__Task goal__. Where the material below has a line containing "CipMethodsMapping: Record<number, WalletMethod[]>", start repeating exactly, and keep going through the line containing "const objectApi: WalletApi", with no other lines.

__Information given__.
PR #887, opened 2023-08-23
feat: allow extensions for CIP-30 API

lgobbi-atix:
# Context

As a DApp developer, I want to enable the lace DApp connector with an array of extensions, so I can make use of the extensible DApp connector within my DApp.

# Proposed Solution
- Add CIP-95 as a supported extension
- Add `getActivePubStakeKeys` and `getPubDRepKey` to the `WalletApi` interface (without implementation)
- Add a parameter to the `Cip30Wallet.enable` method to be able to pass an array of extensions according to the CIP-30 specification
- Wrap the `Cip30Wallet.api` as a JS object with the allowed methods depending on the extensions array to make `enable` does not return a `Proxy`

### DIFF
--- a/packages/dapp-connector/src/WalletApi/Cip30Wallet.ts
+++ b/packages/dapp-connector/src/WalletApi/Cip30Wallet.ts
@@ -1,7 +1,63 @@
 import { APIErrorCode, ApiError } from '../errors';
+import { Bytes, Cbor, Paginate, WalletApi, WalletApiExtension, WalletMethod } from './types';
+import { Cardano } from '@cardano-sdk/core';
 import { Logger } from 'ts-log';
 import { RemoteAuthenticator } from '../AuthenticatorApi';
-import { WalletApi } from './types';
+import uniq from 'lodash/uniq';
+
+export const CipMethodsMapping: Record<number, WalletMethod[]> = {
+  30: [
+    'getNetworkId',
+    'getUtxos',
+    'getCollateral',
+    'getBalance',
+    'getUsedAddresses',
+    'getUnusedAddresses',
+    'getChangeAddress',
+    'getRewardAddresses',
+    'signTx',
+    'signData',
+    'submitTx'
+  ],
+  95: ['getActivePubStakeKeys', 'getPubDRepKey']
+};
+export const WalletApiMethodNames: WalletMethod[] = Object.values(CipMethodsMapping).flat();
+
+/**
+ * Wrap the proxy API object with a regular javascript object to avoid interop issues with some dApps.
+ *
+ * Only return the allowed API methods.
+ */
+const wrapAndEnableApi = (walletApi: WalletApi, allowedApiMethods: WalletMethod[]): WalletApi => {
+  const objectApi: WalletApi = {
+    getActivePubStakeKeys: () => walletApi.getActivePubStakeKeys(),
+    getBalance: () => walletApi.getBalance(),
+    getChangeAddress: () => walletApi.getChangeAddress(),
+    getCollateral: (params?: { amount?: Cbor }) => walletApi.getCollateral(params),
+    getNetworkId: () => walletApi.getNetworkId(),
+    getPubDRepKey: () => walletApi.getPubDRepKey(),
+    getRewardAddresses: () => walletApi.getRewardAddresses(),
+    getUnusedAddresses: () => walletApi.getUnusedAddresses(),
+    getUsedAddresses: (paginate?: Paginate) => walletApi.getUsedAddresses(paginate),
+    getUtxos: (amount?: Cbor, paginate?: Paginate) => walletApi.getUtxos(amount, paginate),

__Solution__.
+export const CipMethodsMapping: Record<number, WalletMethod[]> = {
+  30: [
+    'getNetworkId',
+    'getUtxos',
+    'getCollateral',
+    'getBalance',
+    'getUsedAddresses',
+    'getUnusedAddresses',
+    'getChangeAddress',
+    'getRewardAddresses',
+    'signTx',
+    'signData',
+    'submitTx'
+  ],
+  95: ['getActivePubStakeKeys', 'getPubDRepKey']
+};
+export const WalletApiMethodNames: WalletMethod[] = Object.values(CipMethodsMapping).flat();
+
+/**
+ * Wrap the proxy API object with a regular javascript object to avoid interop issues with some dApps.
+ *
+ * Only return the allowed API methods.
+ */
+const wrapAndEnableApi = (walletApi: WalletApi, allowedApiMethods: WalletMethod[]): WalletApi => {
+  const objectApi: WalletApi = {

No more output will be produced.